7.2 Theme Toggle Flow

  1. User taps sun/moon icon in top-right corner.
  2. Circle-reveal animation expands from toggle button.
  3. Theme flips while screen is covered.
  4. Circle fades out, revealing new theme.
  5. Preference is saved for future sessions.

8. Non-Functional Requirements

  • Privacy: Video frames are processed in memory and not stored permanently.
  • Device Battery: Low-resolution captures (smallest picture size, quality 0.1) and throttled streaming (~7 fps) to minimize battery drain.
  • Reliability: Graceful handling of lost connections (exponential backoff), lost subjects (visibility thresholds), and stale data (session IDs + frame sequence numbers).
  • Isolation: Each WebSocket connection is fully isolated with its own pose tracker and analyzer — no cross-user state contamination.
  • Accessibility: Voice coaching provides feedback without requiring visual attention.

9. Roadmap

Phase 1: MVP ✅

  • Real-time squat analysis with 4-stage state machine.
  • Smooth skeleton overlay (60 fps interpolated) with hip trajectory.
  • Depth line guide (target vs. current position).
  • Rep counting with valid/invalid classification.
  • Per-rep form validation (depth + angle checks).
  • Workout configuration (sets, reps, countdown timer).
  • Set tracking with automatic transitions and reset.
  • Workout completion screen.
  • Live HUD metrics (angles, side detection).
  • Color-coded feedback toast (success / warning / error).
  • Robust WebSocket connection (reconnection, keepalive, session management).
  • Local network streaming from mobile to backend.
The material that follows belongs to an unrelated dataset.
PR #423, opened 2026-07-10
feat: ACI-5045 + ACI-5205 xcactivitylog enrichment re-PUT + F1 inactivity-timer flush

Badlazzor:
## Summary

Combines the F1 inactivity-timer slim emit (ACI-5205), the F2 xcactivitylog enrichment re-PUT (ACI-5045), and the xcelerate wrapper prefix-map + managed DerivedData injection (ACI-5129). Together they close the wrapper-path + Xcode.app-path gap in dashboard reporting and stabilize the compilation-cache keys across absolute-path variants.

Phase 2: Enhanced Intelligence ✅

  • Push-up exercise support with full form validation.
  • Voice feedback via ElevenLabs TTS.
  • Dark/Light theme with animated transitions.
  • Gemini-powered post-workout AI coaching summaries.
  • Interactive AI chat for follow-up questions.
  • Post-workout analysis screen with form scoring.
  • Workout streak tracking.
  • Particle background animation.

Phase 3: Expansion (Planned)

  • Additional exercises (Deadlift, Overhead Press, Lunge, Plank).
  • "Good/Bad" rep classification history and per-session analytics.
  • Workout history storage (local).
  • User accounts and cloud history storage.
  • Social sharing of "Perfect Form" clips.
  • Offline mode (on-device MediaPipe models for zero-latency).
  • Remote coaching mode (share session with a trainer).